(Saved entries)
-=-=-
Issue #651, opened 2025-02-03
Add `with_counts` Option to `get_guild/2`


drozdzynski:
#### Summary  
The [Discord API Get Guild endpoint](https://discord.com/developers/docs/resources/guild#get-guild) supports a `with_counts` query parameter, which, when set to `true`, includes `approximate_member_count` and `approximate_presence_count` in the response. Nostrum’s `Nostrum.Api.get_guild/2`.

#### Proposed Change  
Create `get_guild/2` to accept a `with_counts` option:  

```elixir
Nostrum.Api.get_guild(guild_id, with_counts: true)
```

This should translate to a request with `?with_counts=true` appended to the API call.

PR #706, opened 2025-11-19
Added guild member counts 

dssecret:
The `Nostrum.Api.Guild.get/2` and `Nostrum.Api.Self.guilds/2` endpoints are missing support for the `:with_counts` option (#651). This PR adds that option to both functions and the `:approximate_member_count` and `:approximate_presence_count` fields to the guild struct.


jchristgit (approved):
Thanks!

PR #726, opened 2026-03-24
fix: use struct type in ApiError typespec

### LINKED ISSUE #725: Incorrect typespec for exceptions
I believe the defined typespecs for the exception, like [ApiError](https://github.com/Kraigie/nostrum/blob/master/lib/nostrum/error/api_error.ex#L14-L17) are incorrect since they do not mention the module name.

I believe it should instead be:

```elixir
@type t :: %__MODULE__{ ... }
```

Sim-hu:
The `@type t` for `ApiError` was defined as a plain map (`%{...}`) instead of a struct (`%__MODULE__{...}`). Since `defexception` creates a struct, the typespec should reflect that for accurate Dialyzer analysis.

This is consistent with how all other struct types in the codebase define their `@type t` (e.g., `Nostrum.Struct.Emoji`, `Nostrum.Struct.Guild.Role`).

Closes #725

### DIFF
--- a/lib/nostrum/error/api_error.ex
+++ b/lib/nostrum/error/api_error.ex
@@ -11,7 +11,7 @@ defmodule Nostrum.Error.ApiError do
     :response
   ]
 
-  @type t :: %{
+  @type t :: %__MODULE__{
           status_code: status_code,
           response: response
         }


jchristgit:
Thanks!

PR #42, opened 2017-02-26
persp-mode: theme persp-save-dir

ellakk:


tarsius:
I have dropped the `make-directory` as the package takes care of that itself.

I think the file name is a bit weird, but it matches our conventions, so I am sticking with that.

PR #43, opened 2017-03-06
auto-save: theme auto-save-list-file-prefix and auto-save-file-name-t…

jpkotta:
This puts autosave files in var/auto-save/ and autosave lists in var/auto-save-lists.  Previously, autosave lists went in var/auto-save and autosave files went in the PWD.

### DIFF
--- a/README.md
+++ b/README.md
@@ -51,6 +51,17 @@ the following.
     (add-to-list 'recentf-exclude no-littering-var-directory)
     (add-to-list 'recentf-exclude no-littering-etc-directory)
 
+#### Auto-save settings
+
+One of the most common types of files that Emacs creates automatically
+is auto-save files.  By default, these appear in the current directory
+of a visited file.  No-littering does not change this, but you can add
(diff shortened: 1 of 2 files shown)


tarsius:
I am not so sure we should do this. Placing an autosave file in the same directory as the real file has the advantage that the user can see that there are edits that haven't been saved yet. Some users might want to stick to that.

We might want to add something like

```lisp
(defun no-littering-var-directory (file &optional create-directory)
  (setq file (expand-file-name (convert-standard-filename file)
                               no-littering-var-directory))
  (when create-directory
    (make-directory (file-name-directory file) t)))
```

and suggest that users who want what you are suggesting do this:

```lisp
(setq auto-save-file-name-transforms
      (list (list ".*" (no-littering-var-directory "auto-save/") t)))
```

jpkotta:
ping

tarsius:
Sorry for the delay. I wanted to do things a bit differently but didn't get around to it until now. See #46.

PR #44, opened 2017-03-06
tramp: theme tramp-auto-save-directory and tramp-backup-directory-alist

jpkotta:
tramp-auto-save-directory puts autosaves for remote files on the local machine
tramp-backup-directory-alist is like backup-directory-alist, but applies to remote files.  These files are actually backed up on the remote system, roughly (concat tramp-prefix matching-dir-from-alist backup-name).


tarsius:
`s:"tramp-:"tramp/` as per "File location and subdirectories" 2 and 3.

jpkotta:
ping

tarsius:
Sorry for the delay. I wanted to do things a bit differently but didn't get around to it until now. See #46.

PR #45, opened 2017-03-09
historian: theme `historian-save-file'

raxod502:
Excellent new package for replacing `smex`.


tarsius:
Could you please first add it to Melpa? Also I could not find the upstream repository, could you please point me to it?

tarsius:
Applied. Thanks!

PR #48, opened 2017-05-29
tldr: theme tldr-directory-path

therockmandolinist:


tarsius:
```lisp
(defvar tldr-pages-dir (concat tldr-directory-path "pages/")
  "Don't change me you idiot!")
```

Despite the insult, this variable actually has to be set. Also it should be defined using `defcustom` and the definition should contain `:set-after '(tldr-directory-path)`. Or better yet, this variable should be removed completely. Please discuss this with upstream.

tarsius:
[tldr](https://github.com/kuanyui/tldr.el)

/cc @kuanyui

kuanyui:
Sorry for the insult, I did never assume that docstring will be read. 😅 
However, I don't understand what this project exactly is doing....@@

therockmandolinist:
@tarsius I'm not sure I understand - won't the pages dir just be placed wherever tldr-directory-path? And what would be the advantage of removing it (not that I see why it's necessary either, just wondering)?

tarsius:
Applied because the mentioned issue does not actually affect `no-littering` because `no-littering` should be loaded before the packages it modifies, so https://github.com/kuanyui/tldr.el/pull/21 has no effect if users do things as instructed.

But that issue should still be fixed for non-no-littering users.

PR #49, opened 2017-06-15
indium: theme indium-workspace-file

NicolasPetton:


no-littering.el
```diff
@@ -262,6 +262,9 @@ directories."
     (setq helm-adaptive-history-file       (var "helm/adaptive-history.el"))
     (setq helm-github-stars-cache-file     (var "helm/github-stars-cache.el"))
     (setq historian-save-file              (var "historian-save.el"))
+    (eval-after-load 'indium
+      `(make-directory ,(var "indium/") t))
+    (setq indium-workspace-file (var "indium/indium-workspaces.el"))
```
DamienCassou: Do you need a directory if it's for one file only? If you want the directory, should the file be named "workspace.el" instead of "indium-worspace.el"?

NicolasPetton:
Damien Cassou <notifications@github.com> writes:

> Do you need a directory if it's for one file only? If you want the
> directory, should the file be named "workspace.el" instead of
> "indium-worspace.el"?

Indium will most probably set other files in the near future.

Regarding the name, I don't know.

no-littering.el
tarsius: Please teach `indium` to create the directory itself.

> should the file be named "workspaces.el" instead of "indium-worspaces.el"?

The former. (Assuming it contains information about multiple "workspaces". Otherwise just `workspace.el`.)

NicolasPetton: Fixed in https://github.com/nicolaspetton/indium/commit/3728af9

PR #54, opened 2017-07-27
vimish-fold:theme vimish-fold directory

deadite81:
Add Vimish Folds persistent cache dir.  VF creates dir automatically.

Consequently fix errant whitespace.

https://github.com/mrkkrp/vimish-fold


tarsius:
Thanks!

I have done the whitespace cleanup in a separate commit and cleaned up your commit message.

PR #56, opened 2017-08-23
Theme lookup, async-bytecomp, kkc, notmuch, geiser, quack

stepnem:


tarsius:
I have adjusted the paths to follow the conventions. So far I have only taken the name of the variables into account. I will have to additionally check whether the files contain s-expressions (in which case the file names should end with `.el`) or not, and whether there are other config/data variables (in which case the file should be placed in a subdirectory, and other variables should likely also be themed).

I won't have time to work on this for at least a week. Including reviewing adjustments that you make, though that would be much appreciated never-the-less. If you do investigate, then please report your findings in the commit messages, e.g. "This is the only configuration variable of this package." and "The content of the file is a single s-extression.".

stepnem:
Thank you for the response.

I wouldn't think of making a pull request without first reading
(repeatedly) the conventions and checking the points you mention. (And
running Emacs with the modifications for a while.) Which is not to say
I understood them or didn't make any mistakes, of course. In any case,
this exchange will hopefully clarify some points for the future, see
below.

A general note: instead of making a modified commit with my name, I'd
much prefer either having committed the original unchanged and your
modification on top of it (ideally with explanation in the commit
message), or just committing whatever you want with only your name.
IMO adding "Modified-by" is of little use, at least without further
explanation.

Notes on your modifications follow. In general, it seems obvious that
I try not to change the original beyond necessity (following the
no-littering conventions), while you seem to prefer duplicating as
much as possible of the variable name in the file name (which, if a
general requirement/preference, should be mentioned in the
no-littering commentary section).

Please add the additional requirements (such as the particular details
to be reported in the commit message) you mention in your comments to
this PR to the commentary section of no-littering.el to save resources
(yours as well as those of potential contributors).

(I see now you have partially addressed this in c1e2cd9. Please also
note that not everyone who submits a PR is using the GitHub web
interface, so information only in the PR template is less likely to
be noticed than the library commentary.)

* geiser https://github.com/emacscollective/no-littering/commit/e9486e87d3e7dda7f688e96afd06ccb4bf376fa2
ACK

library original: (expand-file-name "~/.geiser_history")

* notmuch https://github.com/emacscollective/no-littering/commit/155c5c573ef3c7a11706a4e5c52d88c5238aef36
NAK

I dislike this for several reasons:

There is only one notmuch config file AFAICT, so according to the
conventions it should be a single file under etc.

The original commit message makes no sense any more (.el).

However intellectually pleasing it may be WRT the conventions, I don't
like many files with the same base name. It's a pain e.g. when using
virtual (i.e. now closed buffers of previously visited files) buffers
completion ("Oh noez, this is the notmuch init.el, not my Emacs init
file"). But there's nothing to be done I suppose.

library original: (locate-user-emacs-file "notmuch-config")

* kkc https://github.com/emacscollective/no-littering/commit/e55f1493fc769c5ec20af59fa24c201d8bb7c05a
ACK

library original: (locate-user-emacs-file "kkcrc" ".kkcrc")

* async-bytecomp https://github.com/emacscollective/no-littering/commit/b1b00176933cf4bc5039548b14906c03b8854a49
NAK

This is wrong as per the conventions (File names, section 3); the
library name is async-bytecomp, despite the misleading variable name.

library original: "~/.emacs.d/async-bytecomp.log"

tarsius:
> A general note: instead of making a modified commit with my name, I'd
> much prefer either having committed the original unchanged and your
> modification on top of it

I don't knowingly add changes to the mainline that I know will have to be changed.

> or just committing whatever you want with only your name.

I didn't do that because I figured most contributors would appreciate some attribution. However it would probably be better to create a new commit under my name and add a `Suggested-by: you` line as a form of attribution.

For commits such as the one where you edited `borg.org` but without regenerating `borg.texi`, I will continue to go with the modified-by approach.

tarsius:
- geiser: ack ack
- notmuch: use `notmuch-init`
- kkc: ack ack
- async-bytecomp

  Well, I would say our file name conventions do not account for variables that don't follow the variable name conventions :wink: I am undecided what to do here.

stepnem:
> - async-bytecomp
>
>   Well, I would say our file name conventions do not account for
>   variables that don't follow the variable name conventions :wink: I
>   am undecided what to do here.

To me this seemed a no-brainer -- there are many elisp libraries who fail
to stick to a single prefix in defined identifiers*, or use a prefix
different from the name of the library, but the conventions are quite
clear on this point: the file name prefix should be the same as the name
of the library.

* in the case at hand, the library async-bytecomp uses both
  async-bytecomp- and async-byte-, though the former is in majority. I
  suppose one could argue that the fact that async-bytecomp.el is
  included in the async package gives it the privilege to use the bare
  async- prefix, but I don't see why that should prevent us from keeping
  with the conventions. From another POV, I see a value of this
  particular convention in being able to determine the library that
  created a particular file just from the file name itself.

stepnem:
On Thu, 24 Aug 2017 03:08:11 -0700
Jonas Bernoulli wrote:

> I didn't do that because I figured most contributors would appreciate
> some attribution. However it would probably be better to create a new
> commit under my name and add a `Suggested-by: you` line as a form of
> attribution.

Sounds about good, thank you, though I really wouldn't mind no
attribution at all in such a case.

> For commits such as the one where you edited `borg.org` but without
> regenerating `borg.texi`, I will continue to go with the modified-by
> approach.

Yeah, I'm sorry, I just haven't invested the resources yet to find out
what exactly I have to do to regenerate it. Whether I have to install
the somewhat mysterious ox-texinfo+ first, for example.

tarsius:
These variables are finally themed on `master`.

I kept some of your commits unchanged (except that the were cherry-picked, resulting in different hashes). The commit that I have modified/replaced are attributed to me and only me, as you requested.

The `notmuch` commit contains a rant (though it also serves as documentation).

Speaking of rants: sorry for my initial response - you actually looked into complications more than most contributors before you have and my own initial changes were *less* well researched than your initial versions (though in my defense I stated that upfront).

Anyway, thanks and cheers!

stepnem:
Thanks for all the work!

The fact that notmuch was doing something wrong or at least very strange
was obvious to me as well, but same as when changing the file names, I
was tending to the path of least resistance (follow the conventions
while preserving as much of the original as possible). I suppose you
reported your findings upstream as well?

tarsius:
Last time I checked the upstream repository no longer existed and I am rather busy with the Magit kickstarter campaign right now, so no.

PR #58, opened 2017-09-14
Remove extra paren from auto-save settings section

YourFin:
There appeared to be an extra paren, which may cause errors for serial copy pasters like me.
-=-=-
- **What you are asked to do**
Return, with no change at all, every line in the entries above from the line containing "message), or just" through the line containing "Notes on your".

- **Task response**
message), or just committing whatever you want with only your name.
IMO adding "Modified-by" is of little use, at least without further
explanation.

Notes on your modifications follow. In general, it seems obvious that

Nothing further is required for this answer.